DDA-Thinker: Decoupled Dual-Atomic Reinforcement Learning for Reasoning-Driven Image Editing

arXiv cs.CV / 4/29/2026

📰 NewsIdeas & Deep AnalysisModels & Research

Key Points

  • The paper introduces DDA-Thinker, a framework that separates the “Thinker” planning module from a fixed “Editor” generative model to better evaluate and optimize reasoning-driven image editing.
  • It uses dual-atomic reinforcement learning that splits feedback into two verifiable checklist-based rewards: a cognitive-atomic reward for the quality of the executable plan and a visual-atomic reward for the final image quality.
  • The checklist synthesis is improved by incorporating not only the source image and user instruction but also a rational reference description of the ideal post-edit scene.
  • A two-stage data curation pipeline is proposed to build a diverse, reasoning-focused dataset and then refine it with difficulty-aware filtering to create an effective reinforcement learning curriculum.
  • Experiments on RISE-Bench and KRIS-Bench show substantial gains, with a community model reaching performance competitive with proprietary models under a fixed-editor paradigm.

Abstract

Recent image editing models have achieved strong visual fidelity but often struggle with tasks requiring complex reasoning. To investigate and enhance the reasoning-grounded planning for image editing, we propose DDA-Thinker, a Thinker-centric framework designed for the independent optimization of a planning module (Thinker) over a fixed generative model (Editor). This decoupled Thinker-centric paradigm facilitates a controlled analysis of the planning module and makes its contribution under a fixed Editor easier to assess. To effectively guide this Thinker, we introduce a dual-atomic reinforcement learning framework.
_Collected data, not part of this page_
PR #145, opened 2023-10-11
Task #905 - Add scan-licenses.yml GA workflow

anamarijabalaban:
Task: [#905](https://app.productive.io/1-infinum/time/me/task/5805311?tour=time-week-layout)

#### Aim
Add GA workflow that will run license scanning in the CI/CD pipeline for projects that already have configured license_finder gem.

#### Solution
Added scan-licenses.yml GA workflow that will be triggered when the Gemfile or package.json file has been changed.

First I tried to run license_finder only by using this command: `bundle exec license_finder` but I got some errors with missing nokogiri so I found this solution that includes adding x86_64-linux platform to the bundler. [License finder issue with this solution](https://github.com/pivotal/LicenseFinder/issues/828).
Screenshot 2023-10-11 at 08 58 27

### DIFF
--- a/.github/workflows/scan-licenses.yml
+++ b/.github/workflows/scan-licenses.yml
@@ -1,10 +1,15 @@
 name: Scan licenses
+
+concurrency:
+  group: ${{ github.workflow }}-${{ github.ref }}
+  cancel-in-progress: true
+
 on:
   workflow_call:
 
 jobs:
   scanning:
-    runs-on: ubuntu-20.04
+    runs-on: ubuntu-latest
     name: License scanning
     steps:
       - name: Git checkout
--- a/.github/workflows/scan-licenses.yml
+++ b/.github/workflows/scan-licenses.yml
@@ -1,0 +1,21 @@
+name: Scan licenses
+on:
+  workflow_call:
+
+jobs:
+  scanning:
+    runs-on: ubuntu-20.04
+    name: License scanning
+    steps:
+      - name: Git checkout
+        uses: actions/checkout@v3
+      - name: Set up Ruby
+        uses: ruby/setup-ruby@v1
+        with:
+          bundler-cache: true
+      - name: Run license scanning
+        run: |
+          bundle config --local deployment false
+          bundle lock --add-platform x86_64-linux
+          bundle config --local deployment true
+          bundle exec license_finder
--- a/scan-licenses.yml
+++ b/scan-licenses.yml
@@ -1,11 +1,12 @@
 name: Scan licenses
 
 on:
+  workflow_dispatch:
   push:
     paths:
       - 'Gemfile*'
       - 'package.json'
 
 jobs:
-  cleanup:
+  scanning:
     uses: infinum/default_rails_template/.github/workflows/scan-licenses.yml@v1
--- a/scan-licenses.yml
+++ b/scan-licenses.yml
@@ -1,0 +1,11 @@
+name: Scan licenses
+
+on:
+  push:
+    paths:
+      - 'Gemfile*'
+      - 'package.json'
+
+jobs:
+  cleanup:
+    uses: infinum/default_rails_template/.github/workflows/scan-licenses.yml@v1
--- a/template.rb
+++ b/template.rb
@@ -493,6 +493,7 @@ end
 
 get("#{BASE_URL}/build.yml", '.github/workflows/build.yml')
 get("#{BASE_URL}/delete-cache.yml", '.github/workflows/delete-cache.yml')
+get("#{BASE_URL}/scan-licenses.yml", '.github/workflows/scan-licenses.yml')
 
 ## Docker
 if no?('Will this application use Docker? [Yes]', :green)


anamarijabalaban:
Later, I figured out that this would be more useful if a workflow could be run on any project no matter if it has configured license_finder or not, so maybe I could prepare a workflow that will install, configure license_finder gem and run license scanning. What do you think?

.github/workflows/scan-licenses.yml
```diff
@@ -0,0 +1,21 @@
...
+      - name: Set up Ruby
+        uses: ruby/setup-ruby@v1
+        with:
+          bundler-cache: true
+      - name: Run license scanning
+        run: |
+          bundle config --local deployment false
+          bundle lock --add-platform x86_64-linux
+          bundle config --local deployment true
+          bundle exec license_finder
```
lovro-bikic, line 21: I'd actually like to have this as a script in the project, similar to e.g. `bin/lint`: https://github.com/infinum/default_rails_template/blob/ce3d22884a1e32c9fcf0ad93ddc8db1ed5939ca6/template.rb#L164-L178

That way developers can run the script locally and modify it if needed.

scan-licenses.yml
```diff
@@ -0,0 +1,11 @@
+name: Scan licenses
+
+on:
+  push:
+    paths:
+      - 'Gemfile*'
+      - 'package.json'
+
+jobs:
+  cleanup:
```
lovro-bikic, line 10:
```suggestion
  scanning:
```

.github/workflows/scan-licenses.yml
```diff
@@ -0,0 +1,21 @@
+name: Scan licenses
+on:
+  workflow_call:
+
+jobs:
+  scanning:
+    runs-on: ubuntu-20.04
```
lovro-bikic, line 7: Can we try `ubuntu-latest` here?

.github/workflows/scan-licenses.yml
```diff
@@ -0,0 +1,21 @@
+name: Scan licenses
+on:
```
lovro-bikic, line 2: Let's keep it tidy:
```suggestion
name: Scan licenses

on:
```

and let's also add `concurrency` setup: https://github.com/infinum/default_rails_template/blob/ce3d22884a1e32c9fcf0ad93ddc8db1ed5939ca6/.github/workflows/publish-docs.yml#L3-L5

This framework decomposes feedback into two distinct atomic rewards implemented through verifiable checklists: a cognitive-atomic reward to directly assess the quality of the Thinker's executable plan, which serves as the actionable outcome of the Thinker's reasoning, and a visual-atomic reward to assess the final image quality. To improve checklist quality, our checklist synthesis is grounded not only in the source image and user instruction but also in a rational reference description of the ideal post-edit scene. To support this training, we further develop a two-stage data curation pipeline that first synthesizes a diverse and reasoning-focused dataset, then applies difficulty-aware refinement to curate an effective training curriculum for reinforcement learning. Extensive experiments on reasoning-driven image editing benchmarks, including RISE-Bench and KRIS-Bench, demonstrate that our approach substantially improves overall performance. Our method enables a community model to achieve results competitive with strong proprietary models, highlighting the practical potential of Thinker-centric optimization under a fixed-editor setting.